[Schema] Should the risk_data_type field be an array?

GFDRR / rdl-standard

The Risk Data Library Standard (RDLS) is an open data standard to make it easier to work with disaster and climate risk data. It provides a common description of the data used and produced in risk assessments, including hazard, exposure, vulnerability, and modelled loss, or impact, data.

https://docs.riskdatalibrary.org/

Creative Commons Attribution Share Alike 4.0 International

13 stars 1 forks source link

[Schema] Should the risk_data_type field be an array? #176

Closed duncandewhurst closed 12 months ago

duncandewhurst commented 1 year ago

@stufraser1 @matamadio, elsewhere I think we've established that a risk dataset can cover more than one type of risk data (hazard, exposure, vulnerability, loss). However, the top-level risk_data_type field is a string so it can only take one value from the risk_data_type codelist. Should we change the field's type to be an array so that it can take multiple values, e.g. hazard and exposure?

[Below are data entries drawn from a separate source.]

PR #208, opened 2020-11-25
Fix: <oc describe route routename > crash

akshayhavile:
Fixes "oc describe route routename" crash.

Added LastTransitionTime test condition to verify, time is getting published or not.

### DIFF
--- a/internal/status/route_status.go
+++ b/internal/status/route_status.go
@@ -311,7 +311,7 @@ func updateRouteObject(mRoute *routev1.Route, updateOption UpdateStatusOptions, 
 
 func compareRouteStatus(oldStatus, newStatus []routev1.RouteIngress) bool {
 
-	if len(oldStatus) == 0 || len(newStatus) == 0 {
+	if len(oldStatus) != len(newStatus) {
 		return false
 	}
 	exists := []string{}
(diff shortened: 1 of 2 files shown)


akshayhavile:
build ako

akshayhavile:
build ako

internal/status/route_status.go
```diff
@@ -306,15 +310,19 @@ func updateRouteObject(mRoute *routev1.Route, updateOption UpdateStatusOptions,
 }
 
 func compareRouteStatus(oldStatus, newStatus []routev1.RouteIngress) bool {
-	if len(oldStatus) != len(newStatus) {
+
+	if len(oldStatus) == 0 || len(newStatus) == 0 {
```
monotosh-avi, line 314: In openshift, route may already have a status set by the default ingress controller, empty length check may not work. 
Is there a problem if we retain the old condition check ?

akshayhavile: @monotosh-avi  With addition of timestamp into status message, each time length differ even if there is no ip update (in old status message retrieved .. time comes with some modification.. due to which length differ). That leads to unnecessary updates and patching of routes. In my testing, I have seen len(newStatus) == 0 condition. len(oldStatus) condition is added for same reason (never encountered this during testing.. but added to take into account extreme case) . IF we are sure that there will be no case with len(oldStatus) == 0, we can take out len(oldStatus) == 0 condition.

akshayhavile:
build ako

monotosh-avi (approved):

sudswasavi (approved):
I tried to verify the code to see if the conditions will lead to any unnecessary updates to the status (let's say when AKO is rebooted) but it didn't appear to be the case. Hence approving. Few checklists for this fix would be:
 - Conditions updated with last transition while AKO is running.
 - Conditions not updated if AKO is rebooted and the syncIngressstatus runs during initial boot up.

PR #1688, opened 2025-03-18
AV-232211 : Stale string groups not getting cleaned on controller inspite of multiple AKO reboots

DixitAakash:
This PR fixes issue of stale StringGroup deletion. There were two causes of failure that are described below.

1) The **cloud_ref.name** field used in URI for getting all string groups while cache population was not a valid field for stringgroup and hence no stringgroups were fetched at bootup leading to failure in deletion of stale ones. The cloud_ref field was removed from the URI and the fix was tested by first creating ingress, hostrule with useRegex enabled, and other k8s resources. AKO creates the VS, stringgroup, and other avi objects. Later, AKO is scaled to zero pods and all k8s resources are deleted. AKO is scaled up to one pod again and AKO deletes all the stale objects including stringgroups.

2) There was another scenario which could arise even after fixing the URI in step 1. If, at the time of AKO bootup, the stale virtual service corresponding to stale stringgroup also existed, then the stale stringgroup deletion would be handled as part of stale virtual service deletion. However, if the stale VS does not exist or was never created due to some error, the stale stringgroup would not be deleted when AKO reboots. To fix this, stringgroup deletion is also added as part of dummy VS deletion. This was also tested in a similar fashion as step 1 only the VS was manually deleted from controller before AKO was scaled up to one pod.

### DIFF
--- a/internal/cache/controller_obj_cache.go
+++ b/internal/cache/controller_obj_cache.go
@@ -423,18 +423,34 @@ func (c *AviObjCache) DeleteUnmarked(childCollection map[string][]string) {
 		}
 	}
 
+	sgKeys := make(map[string][]NamespaceName)
+	for _, objkey := range c.StringGroupCache.AviGetAllKeys() {
+		if _, ok := allTenants[objkey.Namespace]; !ok {
+			allTenants[objkey.Namespace] = struct{}{}
+		}
+		intf, _ := c.StringGroupCache.AviCacheGet(objkey)
+		if obj, ok := intf.(*AviStringGroupCache); ok {
+			if !obj.HasReference {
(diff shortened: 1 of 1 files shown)


DixitAakash:
build ako

arihantg (approved):
LGTM

akshayhavile (approved):
@DixitAakash changes looks good to me. Did we test deleteConfig flag and checked SG getting deleted?

DixitAakash:
@akshayhavile **deleteConfig** was already tested when we first added regex and app-root functionality, and to be sure I test it again today. StringGroups are deleted when deleteConfig is set and again re-created along with other resources when unset.

PR #1689, opened 2025-03-19
AV-232413 : Encode pg and pool name in SNI mode for ingress/route host with no path defined

DixitAakash:
This PR fixes the underlying issue seen in the following bugs https://vmw-jira.broadcom.net/browse/AV-232211 and https://vmw-jira.broadcom.net/browse/AV-232413.
The primary issue is that If an ingress/route does not specify a path in spec, and the corresponding hostrule has useRegex field set to true, the PG name in httppolicyset is not being encoded for the empty path in SNI mode. This leads to httppolicyset creation failure as the actual pg and pools are re-created with encoded names, but httppolicyset tries to use the old not encoded pg name.


DixitAakash:
build ako

arihantg (approved):
Changes look good to me.

akshayhavile (commented):
One nit. OtherWise LGTM

akshayhavile (approved):

PR #1695, opened 2025-03-20
Added support for Proxy Enabled Application Profile in WCP env

Rishabh-Baranwal:
WCP Doc : https://vmw-confluence.broadcom.net/pages/viewpage.action?spaceKey=WCP&title=Log+Client+IP+-+Proxy+Protocol+-+Notes

Change: 
When AKO comes up in WCP environment, it will create proxy enabled application profile in AVI. This app profile will get used when any advL4LB service gets created with certain annotation as a hint to AKO to add it as ref in VS. This application profile will be deleted using cleanup when supervisor/wcp gets disabled.


jeyapradeen-avi:

internal/k8s/advl4_controller.go
```diff
@@ -80,8 +80,10 @@ func (c *AviController) SetupAdvL4EventHandlers(numWorkers uint32) {
 			}
 			oldObj := old.(*advl4v1alpha1pre1.Gateway)
 			gw := new.(*advl4v1alpha1pre1.Gateway)
+			oldAnnotVal := oldObj.Annotations[lib.GwProxyProtocolEnableAnnotation]
+			newAnnotVal := gw.Annotations[lib.GwProxyProtocolEnableAnnotation]
 
-			if !reflect.DeepEqual(oldObj.Spec, gw.Spec) || gw.GetDeletionTimestamp() != nil {
+			if !reflect.DeepEqual(oldObj.Spec, gw.Spec) || gw.GetDeletionTimestamp() != nil || oldAnnotVal != newAnnotVal {
```
abhishekbsingh, line 86: We do not need this check

internal/lib/utils.go
```diff
@@ -539,3 +540,65 @@ func IsInfraSettingNSScoped(infraSetting, namespace string) bool {
...
+	}
+	resp := models.ApplicationProfileAPIResponse{}
+	err, appProfs := ProxyEnabledAppProfileGet(client)
+	if err == nil {
+		if len(appProfs) > 1 {
+			utils.AviLog.Warnf("More than one proxy enabled app profile found")
+			return fmt.Errorf("More than one proxy enabled app profile found")
+		}
+		uri := fmt.Sprintf("/api/applicationprofile/%s", *appProfs[0].UUID)
+		err = AviPut(client, uri, appProfile, resp)
```
abhishekbsingh, line 593: we should compare the required fields and only make an API call when needed?

internal/lib/lib.go
```diff
@@ -689,6 +689,11 @@ func GetVrf() string {
 	return VRFContext
 }
 
+// One proxy enabled app profile per cluster
+func GetProxyEnabledApplicationProfileName() string {
+	return Encode(GetClusterName()+"-applicationprofile", ApplicationProfile)
```
abhishekbsingh, line 694: include `Proxy` in the name

ako-clean/cleanup.go
```diff
@@ -406,6 +408,21 @@ func cleanupPools() error {
 	return deleteAviResource("/api/pool", pools)
 }
 
+func cleanupAppProfiles() error {
+	tenant := lib.GetAdminTenant()
+	aviClient := avicache.SharedAVIClients(tenant).AviClient[0]
+	err, appProfs := lib.ProxyEnabledAppProfileGet(aviClient)
+	if err != nil {
+		utils.AviLog.Warnf("Application profile Get returned err %v", err)
+		return err
```
abhishekbsingh, line 417: are we checking response status code, we should not return error in case of 404

Rishabh-Baranwal: this is api query "?name=<value>" , will not return 404 but blank result list.

internal/lib/utils.go
```diff
@@ -539,3 +539,72 @@ func IsInfraSettingNSScoped(infraSetting, namespace string) bool {
...
+		}
+		if len(appProfs) == 0 {
+			uri := "/api/applicationprofile"
+			err = AviPost(client, uri, appProfile, resp)
+		}
+	}
+	if err != nil {
+		return err
+	}
+	utils.AviLog.Debugf("Proxy enabled application profile %s created/updated", name)
```
abhishekbsingh, line 608: This should be Info

abhishekbsingh (approved):

internal/k8s/ako_init.go
```diff
@@ -1226,6 +1226,17 @@ func (c *AviController) FullSyncK8s(sync bool) error {
 			}
 		}
 
+		// Proxy Enabled Application Profile GET/CREATE/UPDATE
+		aviClientPool := avicache.SharedAVIClients(lib.GetAdminTenant())
+		if aviClientPool == nil || len(aviClientPool.AviClient) == 0 {
+			return fmt.Errorf("avi Rest client initialization failed")
+		}
+		err = lib.ProxyEnabledAppProfileCU(aviClientPool.AviClient[0])
```
akshayhavile, line 1234: @Rishabh-Baranwal @abhishekbsingh Should we include this AppProfile creation flow as part of infra container? We already creating SEG, network in that. So resource creation for wcp will remain in one container only.

internal/lib/utils.go
```diff
@@ -539,3 +539,72 @@ func IsInfraSettingNSScoped(infraSetting, namespace string) bool {
...
+}
+
+func ProxyEnabledAppProfileCU(client *clients.AviClient) error {
+	name := GetProxyEnabledApplicationProfileName()
+	tenant := fmt.Sprintf("/api/tenant/?name=%s", GetAdminTenant())
+	appType := AllowedL4ApplicationProfile
+	createBy := GetAKOUser()
+	ppe := true
+	tcpAppProfile := models.TCPApplicationProfile{
+		ProxyProtocolEnabled: &ppe,
```
akshayhavile, line 575: Should we use proto.Bool(true) instead of new variable?

internal/lib/utils.go
```diff
@@ -539,3 +539,72 @@ func IsInfraSettingNSScoped(infraSetting, namespace string) bool {
...
+	}
+	appProfile := models.ApplicationProfile{
+		Name:          &name,
```
akshayhavile, line 578: we can use proto. functions here to convert into pointer.

internal/k8s/ako_init.go
Rishabh-Baranwal: We need this in case of VDS as well.

akshayhavile (approved):

Rishabh-Baranwal:
Closing as the change got merged to master

PR #1716, opened 2025-04-07
AV-235192: Import alb-sdk package into AKO

akshayhavile:


akshayhavile:
build ako

akshayhavile:
build ako

arihantg (approved):

abhishekbsingh:
Do we need some FT testing here as UT won't cover the SDK changes

akshayhavile:
> Do we need some FT testing here as UT won't cover the SDK changes

@abhishekbsingh: As per my opinion, we should have some Unit test cases in alb-sdk package to simulate this error condition by injecting error. From FT perspective, we need to check if Avi Controller has any method exposed to track request from AKO, return 419 for first request and then validate functionality.

abhishekbsingh (approved):

PR #1754, opened 2025-04-28
AV-237335 retry for vsvip 412 failure

arihantg:


arihantg:
build ako

internal/rest/dequeue_nodes.go
```diff
@@ -288,6 +288,12 @@ func (rest *RestOperations) CheckAndPublishForRetry(err error, publishKey avicac
 					rest.PublishKeyToSlowRetryLayer(publishKey, key)
 					return true
 				}
+			case 412:
```
akshayhavile, line 291: should we make it more generic, for all objects?

arihantg: Don't think it is needed for other objects. From rest layer 412 is seen only for VSVIP (Had done a search on Concurrent update in FT logs)

arihantg:
build ako

internal/rest/dequeue_nodes.go
```diff
@@ -288,6 +288,12 @@ func (rest *RestOperations) CheckAndPublishForRetry(err error, publishKey avicac
...
+				if strings.Contains(*aviError.Message, lib.NeedToReloadObjectDataVsVip) {
```
ashishnayak96, line 292: NIT: the check may not be required and we can retry on any 412 failure

ashishnayak96 (approved):
LGTM

PR #1770, opened 2025-05-09
Use chart appVersion instead of tag in image

ashishnayak96:


akshayhavile (commented):
@ashishnayak96 changes looks good to me. One comment... we should replace public facing url with internal url for repo .. like avi-buildops-docker-registry-02-lv.avilb.broadcom.net:8080/avi-buildops/ako/master/ako-crd-operator. so that it will be easier to test internally. Existing mentioned url will be used for public facing purpose.

PR #1785, opened 2025-05-22
AV-240009 : Implementation to support externalTrafficPolicy as Local for NodePort services in AKO

DixitAakash:


DixitAakash:
build ako

DixitAakash:
build ako

DixitAakash:
build ako

internal/nodes/avi_model_l4_translator.go
```diff
@@ -451,14 +451,113 @@ func PopulateServersForNodePort(poolNode *AviPoolNode, ns string, serviceName st
 				}
 
 			}
+			node4Found := true
+			node6Found := true
```
akshayhavile, line 455: One Generic comment: Can we make this logic as a separate function? Reason: It will reduce overall length of parent function and easier to go through it without scrolling up and down.

internal/nodes/avi_model_l4_translator.go
```diff
@@ -451,14 +451,113 @@ func PopulateServersForNodePort(poolNode *AviPoolNode, ns string, serviceName st
...
+			if svcObj.Spec.ExternalTrafficPolicy == v1.ServiceExternalTrafficPolicyLocal {
```
akshayhavile, line 456: Will this logic kicked in if POD goes down on specific node and we need to remove endpoint and add different one?

akshayhavile (commented):
Initial comments: Going through UTs.

DixitAakash:
build ako

ashishnayak96 (approved):
LGTM

akshayhavile (approved):

PR #1789, opened 2025-05-27
AV-239368 Add 'revokeVipRoute' support to L4Rule crd

n1lesh:
1. Adds `revokeVipRoute` field to L4Rule CRD.
2. Adds validation for usage only in NSX-T cloud. 
3. Adds Event of type `InvalidConfiguration` when `revokeVipRoute` is used in combination with `ako.vmware.com/enable-shared-vip` annotation.
4. Adds `TestSharedVIPSvcWithRevokeVipRoute` integration test case.


akshayhavile:
build ako

PR #1797, opened 2025-06-04
AV-239773: Add validation for PING and TCP HMs

ashishnayak96:
Added validations for PING and TCP HMs.
Manual tests done: 
1. Created both PING and TCP HMs
2. Updated both PING and TCP HMs.
3. Validate TCP HM creation/updation fails if tcp_half_open is set to true and other tcp fields are set.

Also fixed an issue where auth_type validation was failing when complete http object was missing in case of TCP or PING HM

### DIFF
--- a/ako-crd-operator/docs/samples/healthmonitor/hm-ping.yaml
+++ b/ako-crd-operator/docs/samples/healthmonitor/hm-ping.yaml
@@ -1,0 +1,13 @@
+apiVersion: ako.vmware.com/v1alpha1
+kind: HealthMonitor
+metadata:
+  name: example-ping-healthmonitor
+  namespace: default
+spec:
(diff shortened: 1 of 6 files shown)


ako-crd-operator/docs/samples/healthmonitor/hm-ping.yaml
```diff
@@ -0,0 +1,13 @@
...
+  name: example-ping-healthmonitor
+  namespace: default
+spec:
+  type: HEALTH_MONITOR_PING
+  failed_checks: 3
+  successful_checks: 2
+  receive_timeout: 5
+  send_interval: 10
+  monitor_port: 80
+  is_federated: false
```
pkoshtavmware, line 13: Is this sample complete ?

PR #1804, opened 2025-06-10
AV-240348: Make objects clustername aware

ashishnayak96:


ako-crd-operator/internal/controller/healthmonitor_controller_test.go
```diff
@@ -81,4 +83,67 @@ var _ = Describe("HealthMonitor Controller", func() {
...
+
+		It("should handle empty namespace", func() {
+			// Set environment variable for cluster name
+			originalClusterName := os.Getenv("CLUSTER_NAME")
+			defer os.Setenv("CLUSTER_NAME", originalClusterName)
+			os.Setenv("CLUSTER_NAME", "test-cluster")
+
+			markers := ctrlutils.CreateMarkers("", "")
+
+			// Should only have cluster name marker since namespace is empty
```
pkoshtavmware, line 143: Is this test working since CLUSTER_NAME is not set here ?

pkoshtavmware (changes requested):

ako-crd-operator/internal/controller/healthmonitor_controller_test.go
ashishnayak96: I will remove the unit tests and take it separately

PR #2790, opened 2021-01-12
Add official animepahe proxy domains

MulverineX:
Playback tracking is busted but there's no way to debug since temp presences can't access iframe. But this needed to get added


ririxidev (approved):

ririxidev:
Soon we will release update with fixed iframes 🤷 because maybe browser just block us etc. etc. we just need to check :p

Bas950 (approved):

PR #2807, opened 2021-01-15
Add Yandex.Translate

StrikerFRFX:
**Proof of Working:**
Discord_vxwcNZUs4l
Discord_JkoyZK7brv
Discord_zsLqvMD9MB
Discord_5qWTrX99ih
Discord_ak8W4Ez0C7

Closes #2699

PR #2817, opened 2021-01-17
Fix: Google Translate Presence

### LINKED ISSUE #2806: Google Translate Presence does not display To and From language correctly.
**Describe the Bug**
The Google Translate Presence is supposed to show what language you are translating from and what language you are translating to, but instead shows "Choosing" and "Detecting" which after looking at the code, means it is not able to properly detect the language

**Steps to Reproduce**
1. Launch Google Translate
2. Select your languages and input some text
3. Observe the Google Translate Presence

**Expected Behavior**
Should show (for example)
To: English
From: French

Instead shows 
To: Choosing
From: Detecting

**Screenshots**
image
This is with the option "Show translation type" enabled in the actual presence's settings

image
Time elapsed works fine and this is with the above option disabled

**Environment**
- OS: Windows 10
- Browser: Chrome
- Version: 87.0.4280.141 (Official Build) (64-bit) (cohort: Stable)

**Additional context**
I do know how to fix this, would it be okay if I reference this issue in a later PR with my proposed fix?

StrikerFRFX:
**Proof of Working**:
Discord_0L5CkSkx6x
Discord_4oaMyrrSdL
The above is **working** (with the setting "Show translation type" toggled in the settings).

**and Previously Broken Screenshot**:
Discord_TBjvZdxAet
The above is **broken** (NOTE: this shows when the webpage is just a "translate.google.com/" URL meaning no languages have been selected yet. It does not mean the presence is broken if this is displayed. In the broken version, this shows even with a language selected for translation (source and destination) ). "Show translation type" is not toggled in the settings in this screenshot.

However:
The same would show on the below screenshot, which is with the setting "Show translation type" toggled in the settings. The difference is this one updates upon typing in the appropriate translation fields. This one is an example of the **working** one, with just the "translate.google.com/" (no translation searches)
Discord_rVDXWr6S6G

NOTE:
The miscellaneous commits on this PR (such as 12c2929) mean that this PR MUST be merged before #2807 else breaking changes (TLDR; I had to remove all commits of Yandex.Translate in order to open this PR otherwise there would be breaking changes (2 presences in one PR) )

Resolves #2806


ririxidev (approved):

websites/G/Google Translate/dist/metadata.json
```diff
@@ -7,6 +7,11 @@
     {
       "name": "Callum",
       "id": "506899274748133376"
+    },
+
+    {
```
Bas950, line 12: remove that space

Bas950 (changes requested):

websites/G/Google Translate/dist/metadata.json
StrikerFRFX: sure can do

ririxidev (approved):

Bas950 (approved):

PR #2822, opened 2021-01-18
Removal of DevTR presence

eren885:


ririxidev:
why you want to remove it?

PR #2849, opened 2021-01-22
Exaroton -> exaroton

BluewyDev:
exaroton is supposed to not be capitalized according to its own branding rules.

### DIFF
--- a/websites/E/Exaroton/dist/metadata.json
+++ b/websites/E/Exaroton/dist/metadata.json
@@ -12,7 +12,7 @@
     "support.exaroton.com"
   ],
   "version": "1.0.0",
-  "logo": "https://i.imgur.com/uexkJD4.png",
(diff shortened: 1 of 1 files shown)


ririxidev:
ehhhh, doesn't really matter 🤔

BluewyDev:
If that doesn't matter, then i don't see why it would matter to merge it..
The way it's done in this presence goes against exaroton's guidelines, imo neglecting those entirely because to you it doesn't matter seems a bit unlogical.

ririxidev:
How big first letter is against exaroton's guidelines??? Guidelines are being accepted by user when they have account in their service, but not when you write their name somehere.

BluewyDev:
They're not public, but the employees of exaroton have mentioned this lots of times.

Thanks anyway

matamadio commented 1 year ago

I think the idea was to split datasets by risk data type, hence just one type per dataset.

duncandewhurst commented 1 year ago

Hmm, from the discussion about the spreadsheet template, my understanding was that we wanted to support datasets covering multiple types of risk data.

The change (if needed) is straightforward so we can wait for @stufraser1 to return from leave to get his input.

johcarter commented 1 year ago

It was also my understanding that you could have one or more risk data types in one package. Certainly for a catastrophe model, you would have both hazard and vulnerability together under one dataset, and possibly also some exposure data for testing the model. If risk_data_type is not an array, the dataset info has to be repeated for each risk data type. It would seem more flexible to allow risk_data_type to be an array, as you can still separate the datasets by risk_data_type if you wished.

matamadio commented 1 year ago

Noted. Nothing should hold the user to choose wether or not to include multiple components when they share the exact same common metadata. However, when there are differences e.g. year, spatial extent, etc., then multiple dataset should be preferred.

stufraser1 commented 1 year ago

We would like one or more risk data types in one package, which was a core aim of the standard - to provide more-connected data packages so risk_data_type should be an array. Moving to agreed.